Salcombe Preparatory School is a co-educational preparatory school for approximately 200 pupils, located in Southgate, London, England. The school is currently owned and operated by Cognita. Founded in 1916, Salcombe is a co-educational preparatory day school for children aged between 3 and 11. The school is located in Chase Side, Southgate, and Green Road, Oakwood, both in North London. The Green Road site is Grade II listed with Historic England.

==History==
Salcombe Preparatory School first opened in 1916 under the leadership of the Deakin sisters: Freda Deakin and Ethel Deakin in Hornsey. The school initially educated eight "well to do" children.

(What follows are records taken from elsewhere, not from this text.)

PR #7297, opened 2021-03-11
Move beatmap attributes to per-beatmap document

nanaya:
This will allow searching for beatmaps with specific combination of attributes.

For example, searching for beatmap with difficulty rating of 3 and drain rate of 8 using the old structure may return beatmapset which contain two different beatmaps, one with diff 3 (but maybe drain 7) and another one with drain 8 (but maybe diff 4).

This is required to match lazer behavior for advanced query search.

Removed the old attributes except playmodes because it's the field still in use by legacy web although I think it could be easily updated to use the nested one?

### DIFF
--- a/config/schemas/beatmaps.json
+++ b/config/schemas/beatmaps.json
@@ -25,39 +25,14 @@
           "dynamic": false,
           "type": "nested",
           "properties": {
-            "beatmap_id": {
-              "type": "long"
-            },
-            "convert": {
-              "type": "boolean"
-            },
-            "difficultyrating": {
-              "type": "double"
-            },
-            "playmode": {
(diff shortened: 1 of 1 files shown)


peppy:
I'm willing to update the legacy code to work with the new location. Or you can, I think you have access.

nanaya:
Apparently nested document can't be easily searched using query string syntax which legacy web uses.

peppy:
okay let's not.

notbakaneko (approved):

notbakaneko (commented):
reindex not necessary until #7300

notbakaneko (approved):

PR #7298, opened 2021-03-11
Include sort parameter in beatmapset search response

nanaya:
With advanced search, non-blank `query`/`q` parameter doesn't always default to `relevance` anymore. Duplicating the parsing logic to the frontend doesn't seem to make sense either so it's probably best to render current sort option based on server response.

Well, I tried updating the frontend part to do it but it's a bit more complicated. So here's just the response for starter.


peppy:
Seems like something we want to get merged now that advanced search is already live?

nanaya:
The frontend also need to be hooked up. And then there's semi-related bug recently found where sort option is reset when search query is updated.

app/Libraries/Search/BeatmapsetSearchRequestParams.php
```diff
@@ -274,21 +283,23 @@ private function parseQuery(): void
...
 
-        if (empty($field)) {
-            $this->sorts = $this->getDefaultSort($order);
-        } else {
-            $this->sorts = $this->normalizeSort(new Sort($field, $order));
+        if (!in_array($this->sortOrder, ['asc', 'desc'], true)) {
+            $this->sortOrder = 'desc';
         }
 
+        $this->sorts = $this->normalizeSort(new Sort($mappedField, $this->sortOrder));
```
notbakaneko, line 299: maybe make `remapSortField` non-static (and rename?) and assign `$this->sortField` there? The way it bounces between `$mappedField` and `$this->sortField` (and then `sortOrder` in the middle) reads a bit confusing.

notbakaneko (changes requested):

app/Libraries/Search/BeatmapsetSearchRequestParams.php
nanaya: doing that in the `normalizeSort` (now `setSorts`) seems like a better idea :man_dancing:

notbakaneko (approved):

PR #7306, opened 2021-03-13
More spacing between pp and time columns in beatmap leaderboards

### LINKED ISSUE #7250: More spacing between pp and time columns in beatmap leaderboards
When pp is in the 1000's the values in the two columns start to blend together. Look at 8th place

Link to map these scores are on: https://osu.ppy.sh/beatmapsets/800102#mania/1679790

reykim7124:
Minimize the column miss, and enlarge the pp column to space it between the time column

Before changes:
image

After changes:
image

Closes #7250


nanaya (approved):
This doesn't fix the underlying problem of the columns having no padding at all but I guess this fixes specifically the mentioned issue.

reykim7124:
True, maybe for a permanent fix so that this won't happen again, the table column could probably be made to autofit the content instead of a fixed width per column.

nanaya:
tables are already automatically sized regardless of `width`. It's just missing any kind of padding.

PR #7313, opened 2021-03-15
Mostly uniform page side padding

nanaya:
This is originally just for profile page so the beatmapset card can be slightly wider but then I figured may as well go all the way and remove the old gutter size. Not removing `-v2` labels yet because it's easier to check. Maybe for another PR.

Notable exceptions are

- beatmapset listing page
- forum topic (left side and reply box)
- floating header on forum topic and beatmapset search

Design adjustments:
- "+1" label for comment upvote button has been moved to above the button because otherwise it doesn't fit.
- title icon in changelog alignment [on mobile](https://s.myconan.net/2021-03/firefox_2021-03-15_19-59-07.png) is different compared to [desktop](https://s.myconan.net/2021-03/firefox_2021-03-15_19-59-43.png)
- smaller action buttons on profile page


resources/assets/less/variables.less
```diff
@@ -51,15 +51,12 @@
 @padding-big: (20px + @logo-size + 10px);
 
 @gutter-profile-page: @gutter-v2;
-@gutter-profile-page-desktop: @gutter-desktop;
+@gutter-profile-page-desktop: @gutter-v2-desktop;
```
notbakaneko, line 54: just use `@gutter-v2` and `@gutter-v2-desktop` directly? (maybe we can use css variables next time profile gutter changes again 🤔 )

notbakaneko (changes requested):

notbakaneko (approved):
eh, probably should do the changes separately

Issue #6974, opened 2020-12-11
Migrate from TSlint to ESlint


notbakaneko:
TSLint has been deprecated for a while and stopped accepting updates since Dec 1st.
Apparently, ESLint can do annotations on Github Actions via `setup-node` and since we've just moved our entire CI to Github actions #6959, now is a good time as any to look at switching

nanaya:
I'll start slowly fixing the errors one by one every now and then.

nanaya:
done in #8003

PR #7314, opened 2021-03-15
Pre-eslint migration type fixes

notbakaneko:
1 of ?

Part of migrating to use ESLint (#6974).
`typescript-eslint` also has more quite a fair bit more thorough and comprehensive checks than `tslint` does, and it turns out that quite a fair number of things need fixing up.

This fixes some of the more obvious and simpler to fix up typing issues.


nanaya (changes requested):

resources/assets/lib/utils/beatmapset-discussion-helper.ts
```diff
@@ -29,7 +29,7 @@ export function propsFromHref(href: string) {
 
   if (targetUrl.host === window.location.host) {
     const target = BeatmapDiscussionHelper.urlParse(targetUrl.href, null, { forceDiscussionId: true });
-    if (target?.discussionId != null) {
+    if (target?.discussionId != null && target?.beatmapsetId != null) {
```
nanaya, line 32: the typing for the function being wrong aside, the second `?` is not needed because it's already guaranteeed by the first one?

nanaya (changes requested):

nanaya (approved):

In 1917, with World War I ongoing, and the advent of Zeppelin raids, it was decided that the school could not operate in Hornsey and the Deakin sisters took the students to their country residence, Salcombe House, in Devon. In 1918, upon returning to London, the sisters relocated their school to Avenue Road in Southgate close to the current site on Chase Side.

Between 1977 and 1990, the school was run by Ms. Flood and her husband Ernest Lawn. The school was acquired by Asquith Court group in 1990 and the first headmaster was appointed - Anthony Blackhurst.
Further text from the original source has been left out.